What is needed is a word-for-word restatement of all the entries.
Data to examine Block Start
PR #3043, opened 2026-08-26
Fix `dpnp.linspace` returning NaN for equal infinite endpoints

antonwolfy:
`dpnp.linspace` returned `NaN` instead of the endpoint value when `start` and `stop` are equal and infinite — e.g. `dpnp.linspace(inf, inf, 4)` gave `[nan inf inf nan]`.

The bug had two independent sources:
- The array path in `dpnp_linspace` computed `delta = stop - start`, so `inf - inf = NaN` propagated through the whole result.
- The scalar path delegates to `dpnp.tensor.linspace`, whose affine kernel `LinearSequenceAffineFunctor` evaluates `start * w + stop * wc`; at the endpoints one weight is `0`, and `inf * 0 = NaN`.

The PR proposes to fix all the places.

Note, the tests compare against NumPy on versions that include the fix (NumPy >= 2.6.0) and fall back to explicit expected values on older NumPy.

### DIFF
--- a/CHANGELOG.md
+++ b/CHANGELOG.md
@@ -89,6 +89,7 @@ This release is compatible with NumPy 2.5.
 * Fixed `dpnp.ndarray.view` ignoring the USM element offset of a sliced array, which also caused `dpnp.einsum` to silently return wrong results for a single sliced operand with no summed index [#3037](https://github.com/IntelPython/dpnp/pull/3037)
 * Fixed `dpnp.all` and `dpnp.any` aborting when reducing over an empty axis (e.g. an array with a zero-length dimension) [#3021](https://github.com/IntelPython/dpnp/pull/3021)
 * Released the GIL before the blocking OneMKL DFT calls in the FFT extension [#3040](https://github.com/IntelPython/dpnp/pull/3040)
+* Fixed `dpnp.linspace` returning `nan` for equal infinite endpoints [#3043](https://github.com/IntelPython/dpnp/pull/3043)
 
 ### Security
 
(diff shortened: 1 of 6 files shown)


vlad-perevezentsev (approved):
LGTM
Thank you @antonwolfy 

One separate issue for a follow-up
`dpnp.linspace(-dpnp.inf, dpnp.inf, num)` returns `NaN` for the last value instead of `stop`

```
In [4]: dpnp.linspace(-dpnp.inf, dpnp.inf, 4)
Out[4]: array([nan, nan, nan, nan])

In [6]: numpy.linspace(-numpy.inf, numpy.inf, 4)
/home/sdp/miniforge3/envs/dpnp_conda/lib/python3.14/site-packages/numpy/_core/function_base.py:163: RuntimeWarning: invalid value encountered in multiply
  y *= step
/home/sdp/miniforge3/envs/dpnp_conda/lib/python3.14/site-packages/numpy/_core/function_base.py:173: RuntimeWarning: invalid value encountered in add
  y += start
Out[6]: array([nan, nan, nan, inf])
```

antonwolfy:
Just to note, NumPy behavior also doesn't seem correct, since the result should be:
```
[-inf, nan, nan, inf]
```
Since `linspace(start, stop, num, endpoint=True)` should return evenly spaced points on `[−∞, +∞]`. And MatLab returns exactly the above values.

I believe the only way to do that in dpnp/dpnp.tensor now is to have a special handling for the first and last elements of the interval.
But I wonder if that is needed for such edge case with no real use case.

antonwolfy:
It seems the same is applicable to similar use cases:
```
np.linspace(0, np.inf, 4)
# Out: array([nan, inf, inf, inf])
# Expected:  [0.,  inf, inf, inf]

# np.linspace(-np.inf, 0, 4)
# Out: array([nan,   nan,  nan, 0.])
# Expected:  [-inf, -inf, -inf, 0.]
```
Data to examine Block End
**Result**:
PR #3043, opened 2026-08-26
Fix `dpnp.linspace` returning NaN for equal infinite endpoints

antonwolfy:
`dpnp.linspace` returned `NaN` instead of the endpoint value when `start` and `stop` are equal and infinite — e.g. `dpnp.linspace(inf, inf, 4)` gave `[nan inf inf nan]`.

The bug had two independent sources:
- The array path in `dpnp_linspace` computed `delta = stop - start`, so `inf - inf = NaN` propagated through the whole result.
- The scalar path delegates to `dpnp.tensor.linspace`, whose affine kernel `LinearSequenceAffineFunctor` evaluates `start * w + stop * wc`; at the endpoints one weight is `0`, and `inf * 0 = NaN`.

The PR proposes to fix all the places.

Note, the tests compare against NumPy on versions that include the fix (NumPy >= 2.6.0) and fall back to explicit expected values on older NumPy.

### DIFF
--- a/CHANGELOG.md
+++ b/CHANGELOG.md
@@ -89,6 +89,7 @@ This release is compatible with NumPy 2.5.
 * Fixed `dpnp.ndarray.view` ignoring the USM element offset of a sliced array, which also caused `dpnp.einsum` to silently return wrong results for a single sliced operand with no summed index [#3037](https://github.com/IntelPython/dpnp/pull/3037)
 * Fixed `dpnp.all` and `dpnp.any` aborting when reducing over an empty axis (e.g. an array with a zero-length dimension) [#3021](https://github.com/IntelPython/dpnp/pull/3021)
 * Released the GIL before the blocking OneMKL DFT calls in the FFT extension [#3040](https://github.com/IntelPython/dpnp/pull/3040)
+* Fixed `dpnp.linspace` returning `nan` for equal infinite endpoints [#3043](https://github.com/IntelPython/dpnp/pull/3043)
 
 ### Security
 
(diff shortened: 1 of 6 files shown)


vlad-perevezentsev (approved):
LGTM
Thank you @antonwolfy 

One separate issue for a follow-up
`dpnp.linspace(-dpnp.inf, dpnp.inf, num)` returns `NaN` for the last value instead of `stop`

```
In [4]: dpnp.linspace(-dpnp.inf, dpnp.inf, 4)
Out[4]: array([nan, nan, nan, nan])

In [6]: numpy.linspace(-numpy.inf, numpy.inf, 4)
/home/sdp/miniforge3/envs/dpnp_conda/lib/python3.14/site-packages/numpy/_core/function_base.py:163: RuntimeWarning: invalid value encountered in multiply
  y *= step
/home/sdp/miniforge3/envs/dpnp_conda/lib/python3.14/site-packages/numpy/_core/function_base.py:173: RuntimeWarning: invalid value encountered in add
  y += start
Out[6]: array([nan, nan, nan, inf])
```

antonwolfy:
Just to note, NumPy behavior also doesn't seem correct, since the result should be:
```
[-inf, nan, nan, inf]
```
Since `linspace(start, stop, num, endpoint=True)` should return evenly spaced points on `[−∞, +∞]`. And MatLab returns exactly the above values.

I believe the only way to do that in dpnp/dpnp.tensor now is to have a special handling for the first and last elements of the interval.
But I wonder if that is needed for such edge case with no real use case.

antonwolfy:
It seems the same is applicable to similar use cases:
```
np.linspace(0, np.inf, 4)
# Out: array([nan, inf, inf, inf])
# Expected:  [0.,  inf, inf, inf]

# np.linspace(-np.inf, 0, 4)
# Out: array([nan,   nan,  nan, 0.])
# Expected:  [-inf, -inf, -inf, 0.]
```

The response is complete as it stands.